Have a look at a lesson in that supplemental language arts text that your school has adopted. Ask yourself, "Is there anything that the student can do after having read or worked through this lesson that he or she couldn't do before?" You will be astonished how often the answer to this question is "No." A lesson begins by telling the student that an inference is a conclusion. Then it gives a couple sample readings and some conclusions that can be drawn from those readings. Then it gives an activity that presents some sample readings and asks the student to make some inferences. But nowhere in the lesson is the student taught any procedure, any set of steps that can be carried out, in order to make an inference, and nowhere is the student taught any means for testing an inference once it is made. Or, to give another example, the student is told that good writing has the trait of exhibiting a unique voice and given a dull piece of writing and an exciting one, but nowhere in the lesson is the student taught anything that he or she can do to make a piece of writing less dull. Shouldn't a student emerge from a lesson able to do something that he or she couldn't do before?

 

Years ago, when I was a young teacher, I went to my first NCTE conference. I expected to find at that conference lots of workshops related to the content of this vast field of English studies. I expected workshops on syntactic structures in African-American dialects, on prosody in verse, on the types of dead metaphors used to describe mental processes, on common structures in journalistic writing, on motifs of the folktale, on the phonemic system of English, and so on. Imagine my surprise when I found that almost all the workshops were on methods! One could attend several days of these workshops and not add anything to one's store of knowledge about English per se. Why should there be this vast gulf between English studies on the one hand and English education studies on the other? Do people assume that English teachers already know everything there is to know about the content of their subject? To what extent has the preparation of English teachers become content free?

 

Every teacher makes up tests and calculates grades. How many of these teachers know the difference between a norm-referenced and a criterion-referenced test? How many can tell you what a p score is?

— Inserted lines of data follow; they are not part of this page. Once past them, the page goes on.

PR #1187, opened 2025-12-12
feat: highlight new llm context entries

casey-brooks:
## Summary
- add llm context diff helper with canonical signature comparison
- surface tail context indices on AgentsRunScreen and render New badges
- cover helper, screen, and badge behavior with focused tests

## Testing
- NODE_OPTIONS='--experimental-require-module' pnpm --filter @agyn/platform-ui test


casey-brooks:
## Test & Lint Summary
- NODE_OPTIONS='--experimental-require-module' pnpm exec vitest run --reporter=json --outputFile /tmp/vitest-summary.json
  - 208 suites / 372 tests: 372 passed, 0 failed, 0 skipped

packages/platform-ui/src/components/RunEventDetails.tsx
```diff
@@ -413,6 +421,16 @@ export function RunEventDetails({ event, runId }: RunEventDetailsProps) {
             {timestamp && (
               <span className="text-xs text-[var(--agyn-gray)] ml-1">{timestamp}</span>
             )}
+            {isNew && (
+              <Badge
+                variant="success"
```
noa-lucent: [major] The issue spec calls for the badge to use the `default` variant and the tooltip/aria label text "Added since previous LLM call". Switching to `success` and a different string drifts from the requested UX (and the tests now lock in the wrong copy). Please restore the `default` variant and update the label/tooltip text to match the spec (adjust the test accordingly).

noa-lucent (changes requested):
Thanks for the detailed implementation. The context diff helper and wiring look solid, but the UI badge deviates from the requested UX spec (variant/text). Please address the inline comment before we proceed.

packages/platform-ui/src/components/RunEventDetails.tsx
casey-brooks: Badge now uses the default variant with "Added since previous LLM call" copy, and the context badge test expectations were updated. Lint and the full @agyn/platform-ui vitest run both pass locally.

noa-lucent (dismissed):
Thanks for addressing the copy/variant update. Badge now matches the spec and tests cover the behavior. Ready to ship.

packages/platform-ui/src/components/RunEventDetails.tsx
casey-brooks: Follow-up: replaced the LCP-based context diffing with the count-driven  wiring per Emerson's spec. AgentsRunScreen now honors  when provided and falls back to the event-count helper; RunEventDetails highlights only the last N entries. Tests cover both paths.

casey-brooks: Follow-up: replaced the longest-common-prefix diff with the count-based flow. AgentsRunScreen now uses the llmCall.newContextItemCount value when present, falls back to computeNewTailCount across intermediate events, and RunEventDetails only marks the last N context entries. Added unit coverage for both the helper and the screen wiring.

noa-lucent (dismissed):
Latest update looks great. The new counting-based helper correctly respects the API-provided `newContextItemCount` and falls back to deterministic counting without touching summarization events. UI now highlights the last N entries as intended, and the updated tests cover both API and fallback paths. Ready to merge.

packages/platform-ui/src/components/RunEventDetails.tsx
casey-brooks: Per Emerson’s count-only directive: AgentsRunScreen now clamps llmCall.newContextItemCount ?? 0 to the context length and passes that straight through, the llmNewTailCount fallback is removed, and RunEventDetails badges only the last N items. Updated tests cover the zero-count default, and lint + full vitest run are green locally.

noa-lucent (approved):
Count-only update looks tight. UI now highlights strictly the last N entries based on the API-provided `newContextItemCount`, clamps out-of-range values, and shows no badge when the count is missing/zero. Tests cover both the positive and zero-count paths. Good to go.

PR #1195, opened 2025-12-14
feat: LiteLLM virtual key lifecycle

casey-brooks:
## Summary
- add a persistent LiteLLMVirtualKey model + store for durable key lifecycle
- re-implement the LiteLLM provisioner to persist, refresh, and revoke virtual keys with auth retry hooks
- document the lifecycle expectations and add regression coverage for provisioning, refresh, and auth retry

## Testing
- pnpm lint
- LOG_LEVEL=error AGENTS_DATABASE_URL='postgresql://postgres:postgres@localhost:5432/agents_test' LITELLM_BASE_URL='http://localhost:4000' LITELLM_MASTER_KEY='test-master-key' pnpm --filter @agyn/platform-server test

### DIFF
--- a/packages/platform-server/src/llm/provisioners/litellm.provisioner.ts
+++ b/packages/platform-server/src/llm/provisioners/litellm.provisioner.ts
@@ -1,110 +1,259 @@
 import { LLM } from '@agyn/llm';
+import { Inject, Injectable, Logger } from '@nestjs/common';
 import OpenAI from 'openai';
+import os from 'node:os';
 import { ConfigService } from '../../core/services/config.service';
 import { LLMProvisioner } from './llm.provisioner';
-import { Inject, Injectable, Logger } from '@nestjs/common';
+import { LiteLLMKeyStore } from './litellm.key.store';
 
-type ProvisionResult = { apiKey?: string; baseUrl?: string };
+type ProvisionContext = 'startup' | 'refresh' | 'auth_error';
+type VirtualKeyState = { key: string; expiresAt: Date | null };
+
+const MIN_REFRESH_DELAY_MS = 60_000;
+const REFRESH_GRACE_MS = 5 * 60_000;
 
 @Injectable()
 export class LiteLLMProvisioner extends LLMProvisioner {
   private readonly logger = new Logger(LiteLLMProvisioner.name);
-  private llm?: LLM;
+  private readonly fetchImpl: typeof fetch;
+  private readonly keyAlias: string;
 
-  constructor(@Inject(ConfigService) private cfg: ConfigService) {
+  private llm?: LLM;
+  private readyPromise?: Promise<void>;
+  private refreshPromise?: Promise<void>;
+  private refreshTimer?: NodeJS.Timeout;
+  private currentKey?: VirtualKeyState;
+  private readonly shutdownHandlers: Array<{ signal: NodeJS.Signals; handler: () => void }> = [];
+  private baseUrl?: string;
+
+  constructor(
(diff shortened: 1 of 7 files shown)


casey-brooks:
## Test & Lint
- `pnpm lint`
- `LOG_LEVEL=error AGENTS_DATABASE_URL='postgresql://postgres:postgres@localhost:5432/agents_test' LITELLM_BASE_URL='http://localhost:4000' LITELLM_MASTER_KEY='test-master-key' pnpm --filter @agyn/platform-server test`

Vitest: 160 files passed (21 skipped), 584 tests passed (10 skipped).

packages/platform-server/src/llm/provisioners/litellm.provisioner.ts
```diff
@@ -1,156 +1,385 @@
...
+    if (this.refreshTimer) {
+      clearTimeout(this.refreshTimer);
+      this.refreshTimer = undefined;
+    }
+    if (!expiresAt) return;
+
+    const msUntilExpiry = expiresAt.getTime() - Date.now();
+    const delay = Math.max(MIN_REFRESH_DELAY_MS, msUntilExpiry - REFRESH_GRACE_MS);
+    this.refreshTimer = setTimeout(() => {
+      void this.refreshKey('refresh');
```
noa-lucent: [major] Timer-based refresh ignores failures. When LiteLLM is unreachable during the scheduled refresh window, this  fires once,  rejects, and nothing reschedules another attempt. The promise rejection is unhandled (Node 18 will log a noisy warning), and the key keeps running until it expires. At that point we fall back to the auth-error retry path, which means at least one user request must fail with 401/403 before we issue a new key—directly violating the "refresh before expiry" acceptance criteria. Please handle errors inside the timer (log them) and re-schedule another refresh attempt with a bounded retry/backoff so a transient LiteLLM outage does not leave us without a proactive renewal.

noa-lucent (changes requested):
Thanks for tackling the LiteLLM lifecycle. The Prisma migration + module wiring look sound and the new tests capture the happy paths, but the scheduled refresh currently fires only once and drops errors. If LiteLLM is down during the refresh window we never reschedule until a user request fails with 401/403, so the "refresh before expiry" SLA is not actually met. Please handle refresh failures inside the timer (log them) and retry/reschedule so the key renews proactively even across transient outages.

packages/platform-server/src/llm/provisioners/litellm.provisioner.ts
casey-brooks: Addressed by wrapping the scheduled refresh in `runScheduledRefresh`, which catches/logs failures and re-arms the timer with an exponential backoff (bounded to 5 minutes) until LiteLLM becomes available again. Added `clearRefreshTimer` usage to avoid timer leaks and a regression test that simulates LiteLLM being down during the refresh window to ensure retries continue until recovery.

noa-lucent (approved):
Re-review ✅\n\n• Scheduled refresh now catches failures, logs them, and reschedules with bounded exponential backoff, so transient LiteLLM outages no longer wait for a user-facing 401/403 to recover.\n• Added regression test (“keeps retrying scheduled refresh when LiteLLM is unavailable”) exercises the new retry loop and prevents future regressions.\n• Re-verified the rest of the lifecycle (revocation on start, refresh timing, auth retry, Prisma persistence/migration). Everything looks correct and secrets stay out of logs.\n\nThanks for the quick fix!

vitramir (approved):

How many can explain to you what reliability and validity mean? How many can calculate standard deviation? How many understand whether they are calculating their grades according to a norm-referenced or criterion-referenced paradigm? Given that these are essential skills for any teacher, why don't most teachers have these and other like skills? Aren't the education schools failing us in this respect?

 

The school reform movement seems predicated on the notion that creating standards and testing to ensure attainment of those standards will be sufficient to improve student outcomes. But isn't teacher quality even more important? If classrooms were filled with superb teachers, wouldn't high standards and accountability follow? Isn't the real problem that too many French teachers aren't fluent in French, that too many science teachers could not survive graduate-level science courses, that too many English teachers are not well read and knowledgeable about language? How can one teach what one does not know? Surely, the job of a teacher is not solely that of a generalist facilitator.

 

Let me put it this way: What would it take to make K-12 teaching one of the high-status professions in our culture? What would it take to cause a murmur to run through a cocktail party when a teacher enters the room (akin to what happens at the entrance of a rock star or actor or politician)? Can we pay teachers like grocery store clerks and still expect that we are going to have the best and the brightest in our classrooms? Isn't it the case that teacher quality is THE problem and that politicians don't want to face that fact because doing so would be expensive? How much more money can a qualified chemist make working for a pharmaceutical firm than he or she can make teaching high-school chemistry? But doesn't that mean that the average high-school chemistry teacher will not be a superbly qualified chemist?